NATIONAL

Arrests of illegals up 500 percent in Colo., Utah, Wyo.
By DEBORAH FRAZIER
Scripps-McClatchy Western Service
January 22, 2001

DENVER - Arrests of illegal aliens increased by more than 500 percent last year in a three-state area - Colorado, Utah and Wyoming - after more federal agents were put in the field.

Five Quick Response Teams were added in rural Colorado by the Immigration and Naturalization Service in October 1999. The move swelled the number of alien workers arrested in the INS's Denver district that includes all three states.

In 1999, the INS arrested 920 aliens in the three states. Last year, the number of arrests jumped to 5,276, including 4,167 by the response teams.

"It's impressive, especially when you think about how small the offices are," said Joseph Greene, INS regional director.

There are 50 INS agents on the teams, including detention officers - all part of a $21 million national quick response program.

The bulk of the arrests stemmed from Colorado State Patrol officers making routine stops for bad brake lights, accidents, broken-down vehicles and traffic violations and finding the vehicle full of smugglers and illegal aliens.

In past years, the patrol and citizens complained that the INS had a catch-and-release program because most illegal aliens were released and only the smugglers were arrested.

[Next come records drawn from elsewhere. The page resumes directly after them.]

Issue #24611, opened 2019-10-31
Builds intermittently fail with a permission error during harfbuzz builds


jdm:
I've seen this over the past couple days on nightly windows builds, and just saw this in #24603 during the PR pre-merge job.

```
Caused by:
  process didn't exit successfully: `/repo/target/debug/build/harfbuzz-sys-c7b89349823ef263/build-script-build` (exit code: 101)
--- stdout
cargo:rerun-if-env-changed=HARFBUZZ_SYS_NO_PKG_CONFIG
[...]

Issue #13480, opened 2016-09-28
intermittent crash ("Connection reset by peer" from create_api) in /html/semantics/embedded-content/the-canvas-element/2d.getcontext.shared.html, /html/semantics/scripting-1/the-template-element/template-element/node-document-changes.html, /dom/traversal/TreeWalker-walking-outside-a-tree.html, /XMLHttpRequest/responseText-status.html, /_mozilla/css/line_break_nowrap.html


metajack:
```
 ▶ CRASH [expected FAIL] /css21_dev/html4/vertical-align-007.htm
  │ 
  │ VMware, Inc.
  │ Gallium 0.4 on softpipe
  │ 3.3 (Core Profile) Mesa 12.0.1
  │ called `Result::unwrap()` on an `Err` value: IoError(Error { repr: Os { code: 104, message: "Connection reset by peer" } }) (thread LayoutThread PipelineId { namespace_id: PipelineNamespaceId(0), index: PipelineIndex(0) }, at ../src/libcore/result.rs:799)
  │ stack backtrace:
  │    0:     0x7fa759924c8d - backtrace::backtrace::trace::h0e60ef08c7c34e9f
  │    1:     0x7fa759925312 - backtrace::capture::Backtrace::new::h8bf319c36d8f5d1b
  │    2:     0x7fa75846e9cd - servo::main::_{{closure}}::h911afab4cc009f33
  │    3:     0x7fa759f03745 - std::panicking::rust_panic_with_hook::hb1322e5f2588b4db
  │    4:     0x7fa759f03612 - std::panicking::begin_panic::hfbeda5aad583dc32
  │    5:     0x7fa759f03550 - std::panicking::begin_panic_fmt::h4fe9fb9d5109c4bf
  │    6:     0x7fa759f034d1 - rust_begin_unwind
  │    7:     0x7fa759f3ff5c - core::panicking::panic_fmt::h4395919ece15c671
  │    8:     0x7fa759a8964f - core::result::unwrap_failed::h3191a47cbfbe2a26
  │    9:     0x7fa759a8ad20 - webrender_traits::api::_<impl webrender_traits..RenderApiSender>::create_api::h74e2147a94b73b3e
  │   10:     0x7fa7587e10f7 - _<layout_thread..LayoutThread as layout_traits..LayoutThreadFactory>::create::_{{closure}}::hcbdf224d94fa1d3a
  │   11:     0x7fa75875c796 - std::panicking::try::do_call::h032f92c4e6f5b87e
[...]

PR #24653, opened 2019-11-04
Add consume stream callback

### LINKED ISSUE #21476: Support asynchronous WebAssembly compilation

ridhimrastogi:
Added the consume stream callback function as per the steps mentioned [here](https://webassembly.github.io/spec/web-api/index.html#compile-a-potential-webassembly-response)

---

- [x] These changes fix #21476


components/script/script_runtime.rs
```diff
@@ -826,7 +832,46 @@ impl StreamConsumer {
...
+    obj: HandleObject,
+    _mimeType: MimeType,
+    _consumer: *mut JSStreamConsumer,
+) {
+    let cx = JSContext::from_ptr(_cx);
+    let global = GlobalScope::from_context(*cx);
+    let returnValue = Promise::new(&global);
+    let mut handleobj = UndefinedValue();
+    GetProxyPrivate(*obj, &mut handleobj);
+    rooted!(in(*cx) let target = handleobj.to_object());
```
jdm: It's not clear to me why these lines are necessary. Why can't we use `obj` as the argument to root_from_handleobject?

components/script/script_runtime.rs
```diff
@@ -826,7 +832,46 @@ impl StreamConsumer {
 }
 
 #[allow(unsafe_code)]
-unsafe extern "C" fn report_stream_error_callback(_cx: *mut JSContext, error_code: usize) {
+unsafe extern "C" fn ConsumeStreamCallback(
```
jdm: Let's call this `consume_stream`, and add a comment like `/// <https://webassembly.github.io/spec/web-api/#compile-a-potential-webassembly-response` to be clear that we're implementing a particular specification.

components/script/script_runtime.rs
```diff
@@ -826,7 +832,46 @@ impl StreamConsumer {
...
+        }
+    } else {
+        return returnValue.reject_error(Error::Type(
+            "expected Response or Promise resolving to Response".to_string(),
+        ));
+    }
+}
+
+#[allow(unsafe_code)]
+unsafe extern "C" fn ReportStreamErrorCallback(_cx: *mut JSContext, error_code: usize) {
```
jdm: Let's keep this as `report_stream_error`.

components/script/script_runtime.rs
```diff
@@ -826,7 +832,46 @@ impl StreamConsumer {
 }
 
 #[allow(unsafe_code)]
-unsafe extern "C" fn report_stream_error_callback(_cx: *mut JSContext, error_code: usize) {
+unsafe extern "C" fn ConsumeStreamCallback(
+    _cx: *mut RawJSContext,
+    obj: HandleObject,
+    _mimeType: MimeType,
+    _consumer: *mut JSStreamConsumer,
+) {
```
jdm: This needs to return a boolean.

components/script/script_runtime.rs
```diff
@@ -826,7 +832,46 @@ impl StreamConsumer {
...
+    let cx = JSContext::from_ptr(_cx);
+    let global = GlobalScope::from_context(*cx);
+    let returnValue = Promise::new(&global);
+    let mut handleobj = UndefinedValue();
+    GetProxyPrivate(*obj, &mut handleobj);
+    rooted!(in(*cx) let target = handleobj.to_object());
+    if let Ok(unwrappedSource) = root_from_handleobject::<Response>(target.handle(), *cx) {
+        let mimetype = unwrappedSource.Headers().extract_mime_type();
+        if std::str::from_utf8(&mimetype).unwrap() != "application/wasm" {
+            return returnValue.reject_error(Error::Type(
```
jdm: Looking more closely at Firefox's implementation, it appears that we do not actually want to use Promise values in this code. Instead, we return true if there was no error, or throw an exception and return false if there was an error (contrary to what the specification says). We can throw exceptions using the [throw_dom_exception API](https://doc.servo.org/script/dom/bindings/error/fn.throw_dom_exception.html).

components/script/script_runtime.rs
```diff
@@ -826,7 +832,46 @@ impl StreamConsumer {
...
+) {
+    let cx = JSContext::from_ptr(_cx);
+    let global = GlobalScope::from_context(*cx);
+    let returnValue = Promise::new(&global);
+    let mut handleobj = UndefinedValue();
+    GetProxyPrivate(*obj, &mut handleobj);
+    rooted!(in(*cx) let target = handleobj.to_object());
+    if let Ok(unwrappedSource) = root_from_handleobject::<Response>(target.handle(), *cx) {
+        let mimetype = unwrappedSource.Headers().extract_mime_type();
+        if std::str::from_utf8(&mimetype).unwrap() != "application/wasm" {
```
jdm: Instead of using from_utf8, we can do: `if mimetype == b"application/wasm" {`

components/script/script_runtime.rs
```diff
@@ -826,7 +832,46 @@ impl StreamConsumer {
...
+            return returnValue.reject_error(Error::Type(
+                "Response has unsupported MIME type".to_string(),
+            ));
+        }
+        if unwrappedSource.Type().as_str() != "Basic" ||
+            unwrappedSource.Type().as_str() != "Cors" ||
+            unwrappedSource.Type().as_str() != "Default"
```
jdm: Let's do:
```rust
match unwrapped_source.Type() {
    DOMResponseType::Basic | DOMResponseType::Cors | DOMResponseType::Default => {},
    _ => {
        // error handling
    }
}
```

components/script/script_runtime.rs
```diff
@@ -826,7 +832,46 @@ impl StreamConsumer {
...
+        {
+            return returnValue.reject_error(Error::Type(
+                "Response.type must be 'basic', 'cors' or 'default'".to_string(),
+            ));
+        }
+        if !unwrappedSource.Ok() {
```
jdm: Let's add some comments like `// step 2.5` to make it more clear which parts of the spec are being implemented by the code.

jdm (changes requested):
Good start! We should add the call to InitStreamConsumerCallback as part of this pull request.

components/script/script_runtime.rs
ridhimrastogi: The consume_stream function takes a JS::HandleObject as an argument while the root_from_handle_obj expects a mozjs::rust::HandleObject.

jdm: Ah, you can use `mozjs::rust::HandleObject::from_raw(obj)` in that case.

components/script/script_runtime.rs
ridhimrastogi: Done

components/script/script_runtime.rs
ridhimrastogi: Done

components/script/script_runtime.rs
ridhimrastogi: Done

components/script/script_runtime.rs
ridhimrastogi: Done

components/script/script_runtime.rs
ridhimrastogi: Done

components/script/script_runtime.rs
ridhimrastogi: Done

components/script/script_runtime.rs
ridhimrastogi: Done

components/script/script_runtime.rs
ridhimrastogi: Done

components/script/script_runtime.rs
```diff
@@ -831,47 +832,67 @@ impl StreamConsumer {
...
+        //Step 2.2 Let mimeType be the result of extracting a MIME type from response’s header list.
+        let mimetype = unwrapped_source.Headers().extract_mime_type();
+
+        //Step 2.3 If mimeType is not `application/wasm`, return with a TypeError and abort these substeps.
+        if mimetype == b"application/wasm" {
+            throw_dom_exception(
+                cx,
+                &global,
+                Error::Type("Response has unsupported MIME type".to_string()),
+            );
```
jdm: In each of the cases where we throw an exception, we need to return false instead of true.

components/script/script_runtime.rs
```diff
@@ -831,47 +832,67 @@ impl StreamConsumer {
     }
 }
 
+/// Implements the steps to compile webassembly response mentioned here
+/// <https://webassembly.github.io/spec/web-api/#compile-a-potential-webassembly-response
```
jdm: nit: add a trailing > so it shows up as a link in the generated documentation.

jdm (changes requested):
Almost there!

components/script/script_runtime.rs
ridhimrastogi: done

components/script/script_runtime.rs
ridhimrastogi: Done

jdm:
If you add a call to InitStreamConsumerCallback that makes use of consume_stream and report_stream_error, then we can run the automated tests and see if any of these changes are observable!

jdm:
I did a little poking around in this branch on my own machine and discovered that if you add the following:
```
    unsafe extern "C" fn dispatch_to_event_loop(_closure: *mut c_void, dispatchable: *mut Dispatchable) -> bool {
        false
    }
    InitDispatchToEventLoop(cx, Some(dispatch_to_event_loop), ptr::null_mut());
```
Then you will start getting meaningful test results by running `./mach test-wpt tests/wpt/web-platform-tests/wasm/webapi`. In particular, a bunch of tests in contenttype.any.js will start timing out because there is an `==` instead of an `!=` in the new code :)

ridhimrastogi:
@jdm Can you give a little more detail on where to invoke the InitDispatchToEventLoop  method. On adding it to the new_rt_and_cx_with_parent() I see no change in behaviour in the test results from  ./mach test-wpt tests/wpt/web-platform-tests/wasm/webapi

jdm:
This is the only change I made to your code:
```diff
diff --git a/components/script/script_runtime.rs b/components/script/script_runtime.rs
index 364bd1d2cc..74f9459899 100644
--- a/components/script/script_runtime.rs
+++ b/components/script/script_runtime.rs
@@ -37,8 +37,8 @@ use js::glue::{CollectServoSizes, CreateJobQueue, DeleteJobQueue, JobQueueTraps,
 use js::glue::{RUST_js_GetErrorMessage, StreamConsumerConsumeChunk, StreamConsumerStreamEnd};
 use js::glue::{StreamConsumerNoteResponseURLs, StreamConsumerStreamError};
 use js::jsapi::ContextOptionsRef;
-use js::jsapi::InitConsumeStreamCallback;
-use js::jsapi::MimeType;
+use js::jsapi::{InitConsumeStreamCallback, InitDispatchToEventLoop};
+use js::jsapi::{Dispatchable, MimeType};
 use js::jsapi::StreamConsumer as JSStreamConsumer;
 use js::jsapi::{BuildIdCharVector, DisableIncrementalGC, GCDescription, GCProgress};
 use js::jsapi::{HandleObject, Heap, JobQueue};
@@ -434,6 +434,10 @@ unsafe fn new_rt_and_cx_with_parent(parent: Option<ParentRuntime>) -> Runtime {
     DisableIncrementalGC(cx);

     InitConsumeStreamCallback(cx, Some(consume_stream), Some(report_stream_error));
+    unsafe extern "C" fn dispatch_to_event_loop(_closure: *mut c_void, dispatchable: *mut Dispatchable) -> bool {
+        false
+    }
+    InitDispatchToEventLoop(cx, Some(dispatch_to_event_loop), ptr::null_mut());

     let microtask_queue = Rc::new(MicrotaskQueue::default());
     let job_queue = CreateJobQueue(
```
Now when I run `./mach test-wpt tests/wpt/web-platform-tests/wasm/webapi/` I see this output:
```
Ran 44 tests finished in 27.0 seconds.
  • 30 ran as expected. 0 tests skipped.
  • 2 tests timed out unexpectedly
  • 1 tests unexpectedly okay
  • 14 tests had unexpected subtest results
```

ridhimrastogi:
@jdm My bad, I was using `./mach check` to  find build errors all this while .so the tests were  running against the old binary. On rebuilding servo and changing the `==` to `!=` in mimetype comparision, more tests have started failing, specifically the ones checking for status. Any ideas on how to fix this and what is the expected behaviour. Are all the test cases supposed to pass with the code we have added or more code needs to be added.

jdm:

With the new response teams, patrol officers who find cars, vans and trucks loaded with undocumented workers call the INS, and the nearest office takes over.

"We assume the amount of smuggling has remained constant, but we didn't have the resources out there to catch as many before," said John Torres, assistant district director for the INS in Denver.

Throughout the 1999-2000 fiscal year, law enforcement officers called on the INS teams in 1,376 cases involving 307 loads of aliens smuggled into the U.S., Greene said.

"We're seeing smaller loads, an average of eight people a load," Greene said. "I remember the days of smuggling people in railroad boxcars and 18-wheelers. They may be cutting down because we're out there now, and there's less of a loss when we do catch them."

Many cases resulted from accidents.

"Most of the smugglers' vehicles are unsafe, so we feel we've been more effective in saving lives: those of the undocumented workers and other drivers," Torres said.

Colorado has long been a major conduit for smugglers, Greene said, and became more so as the INS focused on the Mexican border in Texas and California and the routes through Arizona and New Mexico.

The response team agents and Greene emphasize prosecution of the smugglers who have little regard for their human cargo.

"They're callous, cold-hearted, greedy criminals that lock undocumented workers in the back of vans and rental trucks for days without water, food or sanitation," he said.

Greene said that more than 1,000 cases were referred to prosecutors nationwide in 2000 for charges related to alien smuggling, including 22 cases involving federal criminal charges.

Greene said one sign that the INS efforts were denting the lucrative smuggling industry was that the cost of being smuggled is going up.

"It used to be under $1,000. Now it's creeping up over $1,500," he said. "Maybe it's a sign that the smugglers have to cover more losses."


(Deborah Frazier writes for the Denver Rocky Mountain News.)